On the connection between memory management and data-race freedom

11 June 2013

As I alluded in the previous post, I have noticed an interesting connection between memory management and data-race freedom. I want to take a moment to elaborate on this, becaause the connection was not obvious to me at first, but it ultimately drives a lot of the Rust design decisions.

First, I believe that if you want to guarantee data-race freedom, and you want to support the cheap transfer of mutable state between tasks, then you must have a garbage-collector-free subset of your language. To see what I mean by “cheap transfer of mutable state”, consider something like double-buffering: you have one drawing and one display task exchanging buffers (so there are only two buffers in total). While the drawing task is preparing the next frame, the display task is busy displaying the current one. At the end, they exchange buffers. In order to prevent data races in a scenario like this, it is vital that we be able to guarantee that when the buffers are exchanged, neither task has any remaining references. Otherwise, the display task would be able to read or write from the buffer that the drawing task is currently writing on.

Interestingly, if we wanted to free one of those buffers, rather than send it to another task, the necessary safety guaranty would be precisely the same: we must be able to guarantee that there are no existing aliases.
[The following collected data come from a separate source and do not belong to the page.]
PR #23320, opened 2025-07-13
BUG:DOC: sparse.linalg: Fix more arnaud bugs and add C code documentation

ilayn:
This PR adds more C documentation and also fixes a few more bugs; 

- Eigenvector purification off-by-one error in complex valued solvers
- Not handling negative increments properly in custom `zdotc` and `cdotc` (not that arnaud was using any but just in case)
- Shellsort algorithm did not initialize properly in none of the flavors. Now cleaned up and restructured.

Also minor project restructuring is added regarding the type declarations and includes.

### DIFF
--- a/scipy/sparse/linalg/_eigen/arpack/arnaud/include/arnaud/arnaud.h
+++ b/scipy/sparse/linalg/_eigen/arpack/arnaud/include/arnaud/arnaud.h
@@ -1,52 +1,49 @@
 #ifndef ARNAUD_H
 #define ARNAUD_H
 
-#include <math.h>
-#include <complex.h>
-
-#if defined(_MSC_VER)
-    // MSVC definitions
-    typedef _Dcomplex ARNAUD_CPLX_TYPE;
-    typedef _Fcomplex ARNAUD_CPLXF_TYPE;
-
-#else
-    // C99 compliant compilers
-    typedef double complex ARNAUD_CPLX_TYPE;
-    typedef float complex ARNAUD_CPLXF_TYPE;
-
-#endif
-
+#include "types.h"
 
 enum ARNAUD_which {
-    which_LM = 0,    // want the NEV eigenvalues of largest magnitude.
-    which_SM = 1,    // want the NEV eigenvalues of smallest magnitude.
-    which_LR = 2,    // want the NEV eigenvalues of largest real part.
-    which_SR = 3,    // want the NEV eigenvalues of smallest real part.
-    which_LI = 4,    // want the NEV eigenvalues of largest imaginary part.
-    which_SI = 5,    // want the NEV eigenvalues of smallest imaginary part.
-    which_LA = 6,    // compute the NEV largest (algebraic) eigenvalues. (sym)
-    which_SA = 7,    // compute the NEV smallest (algebraic) eigenvalues. (sym)
-    which_BE = 8     // compute NEV eigenvalues, half from each end of the spectrum. (sym)
-};
-
-enum ARNAUD_ido {
-    ido_FIRST      = 0,  // First call
-    ido_OPX        = 1,  // OP*x needed
-    ido_BX         = 2,  // B*x needed
-    ido_USER_SHIFT = 3,  // User shifts are needed
-    ido_RANDOM     = 4,  // A random vector is needed to be written in resid
-    ido_RANDOM_OPX = 5,  // Force random vector to be in the range of OP
-    ido_DONE       = 99  // Done
+    which_LM = 0,    /**> want the NEV eigenvalues of largest magnitude. */
+    which_SM = 1,    /**> want the NEV eigenvalues of smallest magnitude. */
+    which_LR = 2,    /**> want the NEV eigenvalues of largest real part. */
+    which_SR = 3,    /**> want the NEV eigenvalues of smallest real part. */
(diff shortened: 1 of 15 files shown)


tylerjereddy:
> fixes a few more bugs

I'll ask the simple question I guess -- are any of these possible to regression test via public API of sparse linalg?

ilayn:
You are right. I found these by source reading but I don't know how to hit these algorithmically. Tried a bunch of examples but didn't manage to fail in a meaningful way.

 Shellsort parts seemed weird if not wrong but somehow I cannot demonstrate they were wrong. Instead went for the canonical style.

scipy/sparse/linalg/_eigen/arpack/arnaud/include/arnaud/arnaud.h
```diff
@@ -1,156 +1,371 @@
...
-    which_LM = 0,    // want the NEV eigenvalues of largest magnitude.
-    which_SM = 1,    // want the NEV eigenvalues of smallest magnitude.
-    which_LR = 2,    // want the NEV eigenvalues of largest real part.
-    which_SR = 3,    // want the NEV eigenvalues of smallest real part.
-    which_LI = 4,    // want the NEV eigenvalues of largest imaginary part.
-    which_SI = 5,    // want the NEV eigenvalues of smallest imaginary part.
-    which_LA = 6,    // compute the NEV largest (algebraic) eigenvalues. (sym)
-    which_SA = 7,    // compute the NEV smallest (algebraic) eigenvalues. (sym)
-    which_BE = 8     // compute NEV eigenvalues, half from each end of the spectrum. (sym)
+    which_LM = 0,    /** want the NEV eigenvalues of largest magnitude.                      */
```
rgommers, line 7: If you're changing style, why the double `**` at the start? Normal is `/* text-here */`

scipy/sparse/linalg/_eigen/arpack/arnaud/include/arnaud/arnaud.h
```diff
@@ -1,156 +1,371 @@
...
+    which_LR = 2,    /** want the NEV eigenvalues of largest real part.                      */
+    which_SR = 3,    /** want the NEV eigenvalues of smallest real part.                     */
+    which_LI = 4,    /** want the NEV eigenvalues of largest imaginary part.                 */
+    which_SI = 5,    /** want the NEV eigenvalues of smallest imaginary part.                */
+    which_LA = 6,    /** compute the NEV largest (algebraic) eigenvalues. (sym)              */
+    which_SA = 7,    /** compute the NEV smallest (algebraic) eigenvalues. (sym)             */
+    which_BE = 8     /** compute NEV eigenvalues, half from each end of the spectrum. (sym)  */
 };
 
+/**
```
rgommers, line 18: Same for multiline comment style, normal is starting line `/*` rather than `/**`

scipy/sparse/linalg/_eigen/arpack/arnaud/include/arnaud/types.h
```diff
@@ -0,0 +1,23 @@
+#ifndef ARNAUD_TYPES_H
+#define ARNAUD_TYPES_H
+
+#include <stdint.h>
+#include <complex.h>
+
+
+#if defined(_MSC_VER)
+    // MSVC definition
```
rgommers, line 9: nit: if you're changing code style everywhere to `/* */`, may as well be consistent in this file as well.

scipy/sparse/linalg/_eigen/arpack/arnaud/src/arnaud_n_double_complex.c
```diff
@@ -1844,15 +1844,20 @@ zdotc_(const int* n, const ARNAUD_CPLX_TYPE* restrict x, const int* incx, const
         }
 
     } else {
+        // Handle negative increments correctly
```
rgommers, line 1847: and here too

rgommers (approved):
Overall LGTM, a few comments on the comment style since you're deliberately changing it here. I didn't verify the `*dotc` fix in detail, going to assume that you checked that carefully enough and CI is happy.

ilayn:
Thanks Ralf, the `/** ... */` is the doxygen documentation convention which, I presume, probably where this is going to be looked at or when hovered over in the IDE. I don't use these anywhere else but I tried to apply some "modern" C documentation practices (which are very weird at some topics). 

I didn't go for any specific standard as it seemed like `"""`/`"""` vs. `#` in Python.  Since I kept on forgetting closing `*/` I only used them in the header file doc parts. Otherwise it should be `//` elsewhere (emphasis on should).

rgommers:
> the `/** ... */` is the doxygen documentation convention

Didn't realize that. Doxygen calls it the "Javadoc style" which is a little 🙃 🙈  (https://www.doxygen.nl/manual/docblocks.html). 

Feel free to hit the merge button if you prefer it like this I'd say.

ilayn:
> Doxygen calls it the "Javadoc style" which is a little 🙃 🙈

Indeed sometimes we forget how much Python improved the quality of life with its tooling and with its conventions. 

> Feel free to hit the merge button if you prefer it like this I'd say.

I just noticed 4 compiler warnings in the MSVC runs. I'll fix them and we can send it in.

ilayn:
Thank you Tyler, Ralf. Clicking the button.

Therefore, if you plan to support a scenario like double buffering and guarantee data-race freedom, then you have exactly the same set of problems to solve that you would have if you wanted to make GC optional. Of course, you could still use a GC to actually free the memory, but there is no reason to, you’re just giving up performance. Most languages opt to give up on data-race freedom at this point. Rust does not.

But there is a deeper connection than this. I’ve often thought that while data-races in a technical sense can only occur in a parallel system, problems that feel a lot like data races crop up all the time in sequential systems. One example would be what C++ folk call iterator invalidation—basically, if you are iterating over a hashtable and you try to modify the hashtable during that iteration, you get undefined behavior. Sometimes your iteration skips keys or values, sometimes it shows you the new key, sometimes it doesn’t, etc. In C++, this leads to crashes. In Java, this (hopefully) leads to an exception.

But whatever the outcome, iterator invalidation feels very similar to a data race. The problem often arises because you have one piece of code iterating over a hashtable and then calling a subroutine defined over in some other module. This other module then writes to the same hashtable. Both modules look fine on their own, it’s only the combination of the two that causes the issue. And because of the undefined nature of the result, it often happens that the code works fine for a long time—until it doesn’t.

Rust’s type system prevents iterator invalidation. Often this can be done statically. But if you use @mut types, that is, mutable managed data, we do the detection dynamically. Even in the dynamic case, the guarantee that you get is much stronger than what Java gives with fail-fast iteration: Rust guarantees failure, and in fact it even points at the two pieces of code that are conflicting (though if you build optimized, we can only provide you with one of those locations, since tracking the other causes runtime overhead right now).

One reason that we are so intolerant towards iterator invalidation is because we wish to guarantee memory safety, and we wish to do so without the use of universal garbage collection (since, as I just argued before, it is basically unnecessary if you also guarantee data-race freedom). Without a garbage collector, iterator invalidation can lead to dangling pointers or other similar problems. But even with a garbage collector, iterator invalidation leads to undefined behavior, which can in turn imply that your browser can be compromised by code that can exploit that behavior. So it’s an all-around bad thing.

Therefore, I think it is no accident that the same type-system tools that combat iterator invalidation wind up being useful to fight data-races. Essentially I believe these are two manifestations of the same problem—unexpected aliasing—in one case, expressed in a parallel setting, and in the other, in a sequential setting. The sequential case is mildly simpler, in that in a sequential setting you at least have a happens-before relationship between any two pairs of accesses, which does not hold in a parallel setting. This is why we tolerate &const and &mut aliases in sequential code, but forbid them with closure bounds in parallel code.

In some way this observation is sort of banal. Of course mutating without knowledge of possible aliases gets you into trouble. But I think it’s also profound, in a way, because it suggests that these two seemingly unrelated issues, memory management and data races, cannot be truly separated (except by sacrificing mutability).

Most languages make no effort to control aliasing; if anything, they use universal garbage collection to prevent the end user from having to reason about when aliasing might exist to a given piece of data. This works well for guaranteeing memory is not freed, but as I’ve suggested, it can lead to a variety of incorrect behaviors if mutation is permitted.

This observation has motivated a lot of the research into ownership types and linear types, research which Rust draws on. Of other recent non-research languages, the only other that I know which takes the approach of controlling aliasing is Parasail. Not coincidentally, I would argue, both Rust and Parasail guarantee data-race freedom, while most langauges do not.